Comment débuter mon propos ? Nous en sommes à la cinquième année d’enseignement avec les psychiatres chinois, à Qingdao et à Nantes. La section clinique de Nantes en a la responsabilité. L’IPA est présente en Chine depuis de nombreuses années, leurs membres allemands et norvégiens proposent des formations réglées, certifiantes, au terme d’un cursus établi. Elles sont financées par les institutions et les chinois eux- mêmes. Or les subventions que les collectivités locales françaises nous attribuent pour nous rendre en Chine, et, à Nantes accueillir les psychiatres chinois, se sont effondrées. Nous devons passer à la vitesse supérieure si nous voulons durer. Cela reste à construire.
Je commence donc, ce vendredi après-midi, par parler de la formation des analystes, avec ses trois piliers : analyse personnelle, enseignement clinique et théorique, et contrôle. Anecdote significative, le premier point étonne notre jeune, vive et talentueuse interprète. Elle a du mal à se débarrasser du modèle strictement universitaire, et à imaginer que le praticien est d’abord un patient qui fait une analyse avec un autre analyste.
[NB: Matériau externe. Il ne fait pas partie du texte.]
PR #920, opened 2020-04-29
fix(environments): skip autosaves for unprivileged users

### LINKED ISSUE #906: Do not show autosave data recovery dialog for unprivileged sessions
## Description

When starting an environment which has autosaved data, UI displays a dialog to notify users that some data has been recovered. An anonymous user or a logged-in user with no developer access, 
should not see this dialog because there is nothing to recover for them. However, this dialog is still displayed for them.

## Reproduce

1. Use a dev env with has anonymous sessions enabled
1. Find a project which has autosaved data
2. Try to start an environment from that project/branch

## Context
`renku-notebooks` disables autosaving for those users (implemented in https://github.com/SwissDataScienceCenter/renku-notebooks/issues/280).

lorenzo-cavazzi:
This filters autosaved branches based on the username.
Preview temporarily available on https://lorenzo.dev.renku.ch/

***How to test***
* Generate an autosaved branch: go to any public project, start an environment, do any change and stop the environment without committing/pushing
* Verify that trying to start an environment from the same project will show you the autosaved branch popup -- don't start it!
* Log out and try to start an environment as an anonymous user or using another user without developer privileges on the project. This time you shouldn't see any popup.

fix #906

### DIFF
--- a/src/notebooks/Notebooks.container.js
+++ b/src/notebooks/Notebooks.container.js
@@ -335,13 +335,23 @@ class StartNotebookServer extends Component {
     this.selectCommit();
   }
 
+  filterAutosavedBranches(branches, username) {
+    if (!username || !branches)
+      return [];
+    return branches.filter(branch => branch.autosave.username === username);
+  }
+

Comment un praticien pourrait-il être malade, s’indigne-t-elle, entre deux phrases traduites. Je dois la rassurer sur ce point, il y a des degrés dans la maladie. Au fond, l’idée pour nous va de soi, au-delà de données techniques, de faire de ces trois piliers une exigence éthique. Pourtant, du rivage de la Mer Jaune, une question insiste avec un poids nouveau : ces trois points sont-ils mis en pratique dans le Champ Freudien avec autant d’évidence ? N’ai-je pas moi-même souvent reculé devant le réel en jeu dans mon existence, devant l’itération implacable d’un événement de corps, et tardé à reprendre mon analyse ! Nul reproche à quiconque de ne pas s’avancer vers ce trou dans l’Autre. Il convient en effet d’être prudent. De même qu’il n’y a pas de logiciel sexuel, il n’y a pas de programme analytique. En revanche, c’est à l’Ecole de savoir quels membres elle veut pour travailler à rendre le discours psychanalytique présent et vivant dans nos sociétés.
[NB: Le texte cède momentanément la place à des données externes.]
PR #931, opened 2020-05-15
feat(markdown): code is highlighted a bit more

vfried:
Right now code gets a bit "lost" inside markdown....
image

I think we should highlight it a bit better.. 
image

This is just a proposal, we could also do it a bit darker with lighter words or something similar.

We could also think about going all the way and using something like this https://github.com/sindresorhus/github-markdown-css 
(This makes all our markdown look like the gitlab one) ---> NOT SURE THIS IS WHAT WE WANT

### DIFF
--- a/src/App.css
+++ b/src/App.css
@@ -184,3 +184,30 @@ body {
     opacity: 1;
   }
 }
+
+.renku-markdown code {
+  padding: .2em .4em;
+  font-size: 85%;
+  background-color: rgba(0, 0, 0, 0.04);
+  border-radius: 3px;
+}
+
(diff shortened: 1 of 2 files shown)


ciyer:
This looks nice! I think we should go ahead and deploy the gray code background, since it is already an improvement. We can still think about adopting the GitHub stylesheet. but that is separate for me.

vfried:
> This looks nice! I think we should go ahead and deploy the gray code background, since it is already an improvement. We can still think about adopting the GitHub stylesheet. but that is separate for me.

Ok, sounds good to me.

Notre interprète me donne ainsi l’occasion d’embrayer sur ma propre analyse. Devant nos collègues chinois, je prends une garantie supplémentaire pour ne pas risquer d’apparaître impudique : je vais parler de mon analyse comme s’il s’agissait de celle d’un collègue AE. Cette trouvaille faite une heure avant, encore au milieu des épices, libère le rapport que j’ai alors à ma propre parole. Un dire se met en acte, j‘y engage ma voix, mon énonciation s’embraye et soutient ma parole. Notre interprète est très sensible à l’équivoque signifiante et au jeu sur les mots, ce qui ne va pas sans humour. Son visage accuse le coup quand, dans le déroulement de la cure, l’expression l’homme-tombe est amenée par un rêve. Quand ensuite est évoquée la chute du signifiant croque-mort, son regard traduit l’impact réel de son itération manifeste.
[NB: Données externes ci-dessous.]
PR #933, opened 2020-05-15
fix(datasets): if a dataset fails we display non-failed datasets

### LINKED ISSUE #924: When one dataset fetch fails dataset's aren't displayed
## Description

When one of the datasets inside a project fails instead of displaying the "non-failed" datasets everything fails and it looks like the project has no datasets.

image

## Reproduce

It happens here... https://renkulab.io/projects/covid-19/covid-19-public-data/datasets

vfried:
Closes #924 

In case a dataset fetch fails all dataset fetch was failing.

This was causing a "no dataset inside this project" message.

Now in case a dataset can't be fetched we display all the datasets that where fetched with no problem.

I also replaced some calls to get dataset for simplified ones when we don't need to get all the dataset info (i.e redirect after dataset add).

### DIFF
--- a/src/api-client/project.js
+++ b/src/api-client/project.js
@@ -468,7 +468,9 @@ function addProjectMethods(client) {
   client.fetchDatasetFromKG = (datasetLink) => {
     const headers = client.getBasicHeaders();
     const datasetPromise = client.clientFetch(datasetLink, { method: "GET", headers });
-    return Promise.resolve(datasetPromise).then(dataset => dataset.data);
+    return Promise.resolve(datasetPromise)
+      .then(dataset => dataset.data)
+      .catch((error) => "error");
   };
 
   client.getProjectDatasetsFromKG = (projectPath) => {
@@ -480,7 +482,10 @@ function addProjectMethods(client) {
     }).then(resp => {
       let fullDatasets = resp.map(dataset =>
         client.fetchDatasetFromKG(dataset._links[0].href));
-      return Promise.all(fullDatasets);
+      return Promise.all(fullDatasets).then(datasets => {
+        //in case one of the dataset fetch fails we return the ones that didn't fail
+        return datasets.filter(dataset => dataset !== "error");
+      });
     });
   };
 
--- a/src/project/datasets/import/DatasetImport.container.js
+++ b/src/project/datasets/import/DatasetImport.container.js
@@ -54,7 +54,7 @@ function ImportDataset(props) {
 
   const findDatasetInKgAnRedirect = (oldDatasetsList) => {
     let waitForDatasetInKG = setInterval(() => {
-      props.client.getProjectDatasetsFromKG(props.projectPathWithNamespace)
+      props.client.getProjectDatasetsFromKG_short(props.projectPathWithNamespace)
         .then(datasets => {
           if (datasets.length !== oldDatasetsList.length)
             redirectUserAndClearInterval(datasets, oldDatasetsList, waitForDatasetInKG);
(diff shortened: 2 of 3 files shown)


vfried:
To make a dataset fail you can do this... 

Inside /api-client/project.js 

```
 client.getProjectDatasetsFromKG = (projectPath) => {
    let url = `${client.baseUrl}/knowledge-graph/projects/${projectPath}/datasets`;
    url = url.replace("/api", "");//The url should change in the backend so we don't have to do this
    const headers = client.getBasicHeaders();
    return client.clientFetch(url, { method: "GET", headers }).then((resp) => {
      return resp.data;
    }).then(resp => {
      let fullDatasets = resp.map(dataset => {
        if (dataset.name === "NAME-OF-DATASET-THAT-WILL-FAIL")
          return client.fetchDatasetFromKG(dataset._links[0].href + "123");
        return client.fetchDatasetFromKG(dataset._links[0].href);
      });
      return Promise.all(fullDatasets);
    });
  };
```

src/project/datasets/import/DatasetImport.container.js
```diff
@@ -54,7 +54,7 @@ function ImportDataset(props) {
 
   const findDatasetInKgAnRedirect = (oldDatasetsList) => {
     let waitForDatasetInKG = setInterval(() => {
-      props.client.getProjectDatasetsFromKG(props.projectPathWithNamespace)
+      props.client.getProjectDatasetsFromKG_short(props.projectPathWithNamespace)
```
ciyer, line 57: Can you explain why you switched from `getProjectDatasetsFromKG` to `getProjectDatasetsFromKG_short` here?

src/api-client/project.js
```diff
@@ -480,7 +482,10 @@ function addProjectMethods(client) {
     }).then(resp => {
       let fullDatasets = resp.map(dataset =>
         client.fetchDatasetFromKG(dataset._links[0].href));
-      return Promise.all(fullDatasets);
+      return Promise.all(fullDatasets).then(datasets => {
+        //in case one of the dataset fetch fails we return the ones that didn't fail
+        return datasets.filter(dataset => dataset !== "error");
```
ciyer, line 487: Would it make sense to put in a placeholder for the dataset that failed, showing the information we have and a message that the dataset could not be retrieved?

vfried:
What happens here is that i get from the KG a list of datasets that has an error, then i try to fetch details from this list and this is when the error makes things fail. This should not happen... i shouldn't be getting from the backend a list that has an error. This is why i decided to drop the error instead of displaying something.

After kuba finishes this https://github.com/SwissDataScienceCenter/renku-graph/issues/298 we will stop fetching dataset per dataset and will have to change this anyways... hopefully this should be solved also so i wouldn't put to many effort on fixing something that will change soon.

src/project/datasets/import/DatasetImport.container.js
vfried: The get projects from KG fetches the datasets list and also the details of the dataset (this means one call per dataset plus one call to get the datasets list). The dataset import fetches de dataset list to see if there was a dataset added and if there is it redirects the user. We don't need all the dataset details that the getProjectDatasetFromKG gives. Maybe i whould rename the functions to "getProjectDatasetsFromKgEnriched" and "getProjectDatasetFromKG"

src/api-client/project.js
vfried: I made a comment about this bellow... i think that we shouldn't overthink this because it will change soon since kuba will return datasets enriched from the KG.

src/project/datasets/import/DatasetImport.container.js
ciyer: 👍 I like the name `getProjectDatasetsFromKgEnriched`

Nos collègues chinois sont des cliniciens avertis, ils se montrent très attentifs au déroulement de ce long parcours analytique. Ils sont curieux de la psychanalyse. Même s’ils ne sont pas encore en analyse, ils ne sont pas sans savoir ce dont il est question. Roman familial, fantasme, le symptôme et sa grammaire, son ravinement sur le corps, son os, l’événement traumatique et son itération ; enfin, l’invention conclusive et une satisfaction apaisée. Je suis surpris, étonné, les mots se sont trouvés. Quelque chose de la Chose s’est transmis, est passé.
Une collègue AE, après mon premier témoignage aux journées d’études de l’ECF, m’avait écrit un court mail qui m’avait touché. Son objet ? Bien passé ! Là-bas, en Chine, à l’Est, le soleil se lève sur la Mer Jaune, sept heures avant chez nous. Il faut y retourner.
(1) Paru dans Lacan Quotidien n°249, le 14 novembre 2012.